__TASK__.
Using the records below, find every line that includes "placed" and copy it.
MATERIAL TO PROCESS: Begin
PR #120, opened 2021-12-01
qc fixes

### LINKED ISSUE #113: qc_reg_to_template failing

akhanf:
Some updates for qc rules:
- closes #113  (at least I can't reproduce that error anymore..)
- adds back the surf qc pngs (needed density wildcards)
- puts dseg qc into a single subplotted png, instead of 3 separate ones
- uses dim=-0.5 for plotting instead of -1 (I was getting very dark images occasionally, this makes it more stable)


jordandekraker (approved):
Looks great, and it worked in my test case!

We may want to add a .html file combining all of these at some point, but that's maybe a future addition

PR #125, opened 2021-12-06
Use x.x.x-pre.x versioning

kaitj:
This patch fixes an issue with `poetry` conflicting with `x.x.x-prerelease.x` versioning (see [here](https://github.com/akhanf/snakebids/issues/86)) by using `x.x.x-pre.x` versioning instead.


akhanf:
closing without merging this since is now merged in with #132

PR #130, opened 2021-12-18
adds rules for composite warps from unfold

akhanf:
- moves all compose warps rules to separate rules file
- adds compose warp rules, and update to target rules

TODO:
- [ ] replace hacky orientation fix
- [ ] testing on real data


akhanf:
oops rebasing this caused some issues, going to close this and start a new PR

Issue #122, opened 2021-12-03
installation dependencies


sheyma:
```
$ cd hippunfold
$ python3 setup.py build
$ python3 setup.py install --user

```

installation is uncessfull, unless these dependencies are installed:

pygraphviz
extension-helpers
astropy
pillow>=8.3.2

akhanf:
Thanks for picking that up!

PR #131, opened 2021-12-18
replaces setup.py with pyproject.toml and poetry

akhanf:
- should fix dependency issues
- still works with pip install
- however for development-mode (pip install -e ) you will need to use:
poetry install (and install poetry beforehand)
- updates documentation to replace pip install -e with pip install from
pypi


akhanf:
closes #122

PR #137, opened 2021-12-18
single modality at a time

akhanf:
- change modality from a list to a string
- removes modality wildcard from all (except work tar file)
- changes seg_{modality} and surf_{modality} to seg_ and surf_ (allowing
for further refactoring)
- T2w workflow updated and dry-run tested, others are WIP


akhanf:
ok this looks good to review and merge in -- I didn't do any other refactoring here (except for renaming `seg_{modality}` and `surf_{modality}` to `seg` and `surf`.

jordandekraker:
This might be a good place for one more thing - perhaps we should change the default modality to `T1w`? This seems to be most common plus in many cases it seems to work better

akhanf:
Yeah I agree, I think defaulting to T2w doesn't make sense anymore.. 

I am thinking we should just make `--modality` a required argument and not have any default at all. That avoids any surprises in changing the default, and is probably safer since we are no longer allowing multiple different modalities in the same folder..

jordandekraker:
Ah didn't realize you updates the name. `warps.smk` will need `'seg_{modality}'` replaces with just `'seg'`

jordandekraker (approved):

akhanf:
ya I updated those already with a recent merge of master.. I'll fix the remaining conflicts now (after merging in neonatal) then merge this in

Issue #128, opened 2021-12-17
is map_to_full_grid needed?


akhanf:
-this functionality might not be needed if we use (constrain_surf_to_bounding_box?)
-is this having any positive effect in any case? try without it..

jordandekraker:
closed with https://github.com/khanlab/hippunfold/pull/143

PR #142, opened 2021-12-22
mapfullgrid.sh no longer needed

jordandekraker:
As discussed in https://github.com/khanlab/hippunfold/issues/128, testing is working well without this script.

TODO: 
harmonize with https://github.com/khanlab/hippunfold/pull/130


akhanf:
Excellent news! I'll have a look through this too to make sure its a clean break, and remove any extra files/resources/dependencies we don't need as well. Then we can merge this in, and I can update #130 accordingly.

akhanf:
Actually, I think it will be easier to just drop mapfullgrid in #130..  I'll go ahead and do that..

jordandekraker:
aha yeah i had already started on trying to merge the two branches. Definitely easier to do on a new branch though, i'll test out https://github.com/khanlab/hippunfold/pull/143

PR #143, opened 2021-12-22
adds rules for composite warps from unfold and remove map to full grid

akhanf:
- moves all compose warps rules to separate rules file
- adds compose warp rules, and update to target rules
TODO:
 - [x] replace hacky orientation fix (this will take some effort to dig into -- if things work as is I suggest dealing with it later..)
 - [x] remove map to full grid (no longer needed #128)
 - [x] testing on real data


akhanf:
@jordandekraker this should be ready for testing now..

akhanf:
it still had some errors, but now it should be working.. I've confirmed that the unfold2native warps are correct now too (problem wasn't with orientation but just using the right nifti reference space when creating them)..

jordandekraker (approved):
Seems to be working on my end!

PR #123, opened 2021-12-05
workflow refactoring

akhanf:
Some substantial refactoring and maintenance changes to bring hippunfold up to date with snakebids, and to also adhere to snakemake workflow best practices. These could be considered breaking changes since they change the output file paths. Still a work-in-progress, but this is an overview of the changes:

* updates for compatibility with snakebids 0.4.0 (closes #121)
  * notably, changes output folder structure to prepend `results/` folder when in workflow mode (run with `snakemake`), and *not* prepend `results/` folder when in bids-app mode (run with `hippunfold` CLI)
  * in addition to this change, outputs are now placed in `hippunfold`and `work` folders, which are siblings. 
  * these changes mean that when run in workflow mode, all the outputs are in `results/hippunfold` and `results/work` (ie according to snakemake best practices to not crowd the snakemake root folder), and when run in bids app mode, all outputs are in `hippunfold` and `work`. 
* switches to poetry and pyproject.toml file for dependencies instead of setup.py (closes #122)
* updates to allow hippunfold to be run directly as a snakemake workflow 
* adds code quality and formatting checks
* adds release drafter workflow from snakebids (thanks @kaitj!)
  
- [x] run as snakemake workflow updates
  - [x] move workflow files to root folder instead of hippunfold module
  - [x] add config variables implicitly set by CLI as explicit config variables
  - [x] set these to defaults so dry-run can be run on test data
- [x] adds poetry for dependency management
  - [x] updates github workflows based on this
  - [ ] update install docs (`pip install` will still work, but for development will recommend using poetry instead of `pip install -e` which will not work)
- [ ] add quality checks, and fixes to pass the checks
  - [x] isort --check
  - [x] black --check
  - [x] flake8 
  - [x] pylint 
  - [x] snakefmt --check
  - [ ] snakemake --lint 
- [ ] add formatting github action 
  - [ ] black
  - [ ] snakefmt
- [ ] snakemake workflow fixes to pass `--lint`
  - [ ] add `log:` directive to every rule
  - [ ] add conda env for every `script:` rule 
  - [ ] once it passes, add to lint to quality and formatting actions
- [ ] find better solution for resolving paths to workflow files (using workflow.source_path was clunky)
  - [ ] current workaround uses `snakefile_dir` function just added, this could perhaps be a snakebids function
  - [ ] consider separating CLI args from directly configurable variables in different config yml files (may be snakebids changes)

PR #145, opened 2021-12-27
root dir change for snakebids 0.4.0

akhanf:
This PR is related to refactoring proposed in #123.

It changes output folder structure to prepend `results/` folder when in workflow mode (run with snakemake), and not prepend `results/` folder when in bids-app mode (run with hippunfold CLI)

In addition to this change, outputs are now placed in `hippunfold` and `work` folders, which are siblings (analogous to `results` and `work` from before).

These changes mean that when run in workflow mode, all the outputs are in `results/hippunfold` and `results/work` (ie according to snakemake best practices to not crowd the snakemake root folder), and when run in bids-app mode, all outputs are in `hippunfold` and `work`.

Note: more substantial refactoring could be done in later PR(s), where we can:
1. Add more subdirectories for organizing outputs (siblings to seg, surf, anat), like `coords` and `xfm`
2. Use the `temp()` directive throughout the workflow instead of using a separate work path. This would mean we could drop the `copy_to_results` rule, and instead of `--keep_work` can use the snakemake `--notemp` option to keep the temporary files


akhanf:
This PR now also changes the way we dry-run test the workflow, putting the tests in the github workflow instead of a separate python file and pytest. Did this because of some incompatibilities with the way we were testing and snakebids, but it should make adding new dry-run tests much easier..

jordandekraker (approved):

PR #146, opened 2022-01-04
Unfold DG

jordandekraker:
As per discussion in https://github.com/khanlab/hippunfold/pull/111, this branch will unfold the DG using laplace coords from templateshapeinjection step.

Current branch is working with `--density 32k`

TODO:
- [x] test on real data
- [x] add `unfold_template_autotopDG` den-7k, 2k, etc. files (currently only works for 32k)
- [x] consider renaming `{autotop}` to always be `label-{autotop}` for consistency
- [x] rename 32k -> unfoldiso; 7k -> 0p5mm; 2k -> 1mm; 400 -> 2mm


akhanf:
cool, I'll try going through this today too

akhanf:
Alright just had a run through on hcp 100307 -- I think the dentate midsurface is looking great! The inner and outer are quite wonky, but I think that is to be expected without doing any further smoothing or conditioning on the coords. 

I think for now we should actually just not generate the inner/outer surfaces for the dentate (and anything derived from them, e.g. thickness), and perhaps leave improving that for a future PR..  If you agree I can go through the workflow and make those changes. I have some other cosmetic BIDS naming changes I'd like to make too.

Some snapshots:

image

surface overlay without inner/outer
image

akhanf:
I can also go ahead and make the adaptive density surfaces too

jordandekraker:
Yup, that all sounds good to me!

akhanf:
ok I think this is just about good to go,  I am just running a final test on a single subject before merging in, but the test subjects I ran with the gen_unfold_template workflow looked great!

jordandekraker:
The changes look good to me! would you like me to give it a trial run as well?

Also, should we make this a new major release or should we wait for the other few PRs first? I'm eager to regenerate the plots used in the HippUnfold manuscript!

akhanf:
One minor thing j just noticed, we are still naming the .spec files with `hippunfold` as a suffix.. it's a bit non-informative, we could perhaps instead call this `surfaces` since it just contains all the surfaces

akhanf:
Yes I'm also eager to make a release! I've just changed the release drafter, so this next release will be v1.0.0 

I'll merge in #145 as well before the release since that is a breaking change too (since the output folder structure is changed slightly, `hippunfold` instead of `results`), then I can trigger the release workflow later today

If you want to do some final testing maybe it is best to do it from master after we have merged these two PRs just to make sure all is working before the release.

jordandekraker:
Great. I'll let you make these last few changes then so we're not both making the same commits. Once both PRs are merged i'll run some testing on my end! (will test the poetry install too)

PR #150, opened 2022-01-07
Docs from RST to Markdown

akhanf:
- changes docs to markdown instead of RST to make future editing/updating easier
- updates to readme, contributing etc..
- includes changes from #139 (can close that)

this is being rendered in:
https://hippunfold.readthedocs.io/en/markdown/


jordandekraker:
Now that we have a separate section for Contributors, we could probably simplify the Install instructions to just stick with singularity/docker (and maybe include a link to read more for contributors)

akhanf:
yes the contributors section is not meant to replace the installation section in the docs, that section is still where users should look, and the instructions there are up to date (they have been updated to remove `-e` from pip install, so will still work with our pyproject files).

akhanf:
ok i'll merge this in and can always make additional edits in another PR

PR #360, opened 2025-01-30
Upgrade snakebids to latest version

Dhananjhay:
Everytime hippunfold is run, the terminal spits out numerous warnings regarding the use of relative paths, i.e.,
```
Relative file path './sub-01/surf/sub-01_space-T1w_den-0p5mm_surfaces.spec' starts with './'. This is redundant and strongly discouraged. It can also lead to inconsistent results of the file-matching approach used by Snakemake. You can simply omit the './' for relative file paths.
Relative file path './sub-01/surf/sub-01_space-T1w_den-2mm_surfaces.spec' starts with './'. This is redundant and strongly discouraged. It can also lead to inconsistent results of the file-matching approach used by Snakemake. You can simply omit the './' for relative file paths.
Relative file path './sub-01/surf/sub-01_space-T1w_den-unfoldiso_surfaces.spec' starts with './'. This is redundant and strongly discouraged. It can also lead to inconsistent results of the file-matching approach used by Snakemake. You can simply omit the './' for relative file paths.
Relative file path './sub-01/surf/sub-01_space-corobl_surfaces.spec' starts with './'. This is redundant and strongly discouraged. It can also lead to inconsistent results of the file-matching approach used by Snakemake. You can simply omit the './' for relative file paths.
```
It was getting harder to debug and read the execution of the pipeline from the terminal therefore I've added this small patch to fix things.


akhanf:
I've actually fixed this in snakebids (https://github.com/khanlab/snakebids/pull/462) to remove the leading dot.

Not a good idea to use absolute paths for snakemake paths (e.g. makes defining targets at the command-line tedious) --  can you check if upgrading snakebids to 0.14.0 fixes it without your change to absolute paths?

Dhananjhay:
Yes, no warnings when upgraded `snakebids` to version `0.14.0`. Awesome, thanks @akhanf!

akhanf:
feel free to upgrade in this PR

akhanf (approved):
MATERIAL TO PROCESS: End
__COMPLETED TASK__.
  * in addition to this change, outputs are now placed in `hippunfold`and `work` folders, which are siblings. 
In addition to this change, outputs are now placed in `hippunfold` and `work` folders, which are siblings (analogous to `results` and `work` from before).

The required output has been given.